PR #71, opened 2026-07-09
feat: Account system — multi-account switching, provider conversion, AI gateway, Providers settings UI

AprilNEA:
## Account system — multi-account switching + provider conversion + AI gateway + settings UI

Implements the CODE-127 tree end-to-end: keep **multiple credentials per coding agent** in a global pool and switch between them, route a credential from one wire protocol into a different agent (e.g. an OpenAI/OpenRouter key backing Claude Code), gateway presets, and a full **Providers × Agents settings surface** in both desktop and webview. Design docs: [architecture](https://claude.ai/code/artifact/b873690d-e905-48ec-9b0e-41c5f23494f5) · [settings UI (v2.1)](https://claude.ai/code/artifact/00240a81-e9c9-4bb5-8742-82eb81aa3d94)

Closes CODE-128 · related CODE-127 / CODE-129 / CODE-130 / CODE-131 / CODE-132 / CODE-133.

### Architectural key
LinkCode owns the spawn and injects credentials **per session** (`applyProviderDefaults` → `opts.config` → each adapter's env/options), so account switching is per-session and race-free — **no cc-switch-style rewriting of the CLI's own global config files**. Two sessions can run two accounts at once.

### What's here (21 commits, layer by layer)
**Data plane & translation**
- **schema** — global `Account` pool (+ `service` catalog key) + `providers[kind].activeAccountId`; `config.get/set` carry `accounts`; daemon persists them (`0600`, field-by-field validation); `AgentAuthStatus.email`.
- **engine** — account-resolving `applyProviderDefaults` (`accountId → activeAccountId → legacy apiKey`); cross-protocol accounts routed through a translation sidecar.
- **agent-adapter** — per-agent injection of the resolved credential + base URL (claude env-replace incl. the `ANTHROPIC_API_KEY=""` gateway gotcha; codex env-merge; opencode `options.baseURL`; pi `registerProvider`); the login probe now surfaces the signed-in **email**.
- **daemon** — spawns `arcboxlabs/aigateway` as a loopback sidecar for offline Anthropic⇄OpenAI translation; the binary ships as a **managed asset** (`tool:aigateway`, pinned v0.5.0-rc2, per-platform SRI) resolved env → asset store.
- **sdk / client-core** — `getAccounts` / `setAccounts` over the config channel (additive).

**Settings UI (shared workbench containers, mounted by desktop + webview)**
[...]

PR #76, opened 2026-07-10
fix(agent-adapter): handle claude-code compaction so history isn't lost on auto-compact

lucas77778:
Closes CODE-141.

## What

After a claude-code context compaction (auto or manual `/compact`), LinkCode now shows a "Context compacted" marker in the timeline (with pre/post token counts and the expandable swapped-in summary), and the pre-compaction turns remain visible — both live and when the session history is re-read.

## Findings (verified live against SDK 0.3.179)

- **The open question is answered: `session_id` does NOT change across a compaction in streaming-input mode.** The session-rebind suspect in the issue is disproven — no continuation guard is needed.
- The real cause of the "summary handed off to a new session, history gone" symptom is on the **history-read path**: `getSessionMessages`'s chain reconstruction starts at the newest compaction summary (`parentUuid: null`; `logicalParentUuid` is ignored), so every pre-compaction row silently vanishes from the read — and the swapped-in summary row replayed as a giant fake *user prompt*.
- On the live stream the summary arrives as an `isReplay`+`isSynthetic` user frame whose uuid equals the boundary's `anchor_uuid`, so it was already being silently dropped by the replay guard (that's why no marker ever appeared live).
- The SDK read API also strips the boundary row's `subtype`/`compactMetadata` and the summary row's `isCompactSummary` flag, so the raw transcript is the only carrier of compaction facts on re-read.

## How

- **schema**: new `compaction` `AgentEvent` variant (`compactionId`, `trigger`, `preTokens`, `postTokens`, `summary`); consumers merge partial emits by `compactionId`. `WIRE_PROTOCOL_VERSION` 23 → 24 (rebased over master, which had moved to 23).
- **agent-adapter (claude-code)**:
  - live: `compact_boundary` → emit the marker immediately; catch the summary frame before the replay guard (matched by anchor uuid, `isSynthetic` fallback) and re-emit with `summary`.
  - history: `readClaudeCompactionSupplement` reads the raw transcript once per `readHistory` — an index that turns summary rows into markers instead of fake user prompts, plus the pre-compaction rows the SDK drops, prepended on the first page and deduped by uuid against the preserved segment.
- **client-core / ui / i18n**: `compaction` conversation item merged by id; `CompactionMarker` divider (token counts + collapsible summary) in the timeline.

## Verification

- Drove the real adapter through a live session with `/compact` (real SDK + CLI): boundary event, summary re-emit, single `session_id`, and `readHistory` of the same session reconstructs `one → two → [marker w/ summary] → three` with no fake user prompt.
- `pnpm check:ci` green; `pnpm test` 568/568 (new: live compaction routing, supplement builder incl. double-compaction, history prepend/dedup, reducer merge).


AprilNEA:
Rebased onto master and pushed two review follow-ups (old head was 091d330).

Work request:
In the entries above, how many lines contain the word "core"? Answer with the number only.

Written solution:
2